- _What is required_
Report the number of lines in the records below that contain the word "unsupported", and nothing more.

- _Data for the task_
PR #4744, opened 2026-04-24
Filter unsupported image formats in ContentModeration::PromptStrategy

gumclaw:
## Problem

`PromptStrategy#build_messages` sends image URLs directly to OpenAI's chat API without checking if the format is supported. When unsupported formats like `.psd` are included, OpenAI returns a 400 `invalid_image_url` error. Since all images are batched in one request, one bad URL fails the entire moderation call and generates unnecessary Sentry noise.

**Sentry:** https://gumroad-to.sentry.io/issues/7439574034/

## Fix

Pre-filter image URLs to only include OpenAI-supported formats (PNG, JPEG, GIF, WebP) before sampling and sending. If all URLs are filtered out, logs a warning and proceeds with text-only evaluation.

## Changes
- `prompt_strategy.rb`: add `SUPPORTED_IMAGE_EXTENSIONS` constant and `supported_image_url?` method, filter URLs in `build_messages`
- `prompt_strategy_spec.rb`: three new tests for unsupported format filtering, all-filtered warning, and supported format passthrough

### DIFF
--- a/app/services/content_moderation/strategies/prompt_strategy.rb
+++ b/app/services/content_moderation/strategies/prompt_strategy.rb
@@ -32,6 +32,7 @@ class ContentModeration::Strategies::PromptStrategy
 
   MODEL = "gpt-4o-mini"
   JUDGE_MODEL = "gpt-4o-mini"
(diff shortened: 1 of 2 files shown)


slavingia:
@claude review once

PR #4748, opened 2026-04-24
Fix ArgumentError in Rack::Attack: use RedisProxy instead of RedisStoreProxy

gumclaw:
## Problem

`Rack::Attack` was crashing with `ArgumentError: wrong number of arguments (given 4, expected 3)` because it used `RedisStoreProxy` with a plain `Redis` client.

`RedisStoreProxy.setex` passes `raw: true` as a 4th argument, but the plain `redis` gem (5.x) `setex(key, ttl, value)` only accepts 3 positional args.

- _Reply to the exercise_
3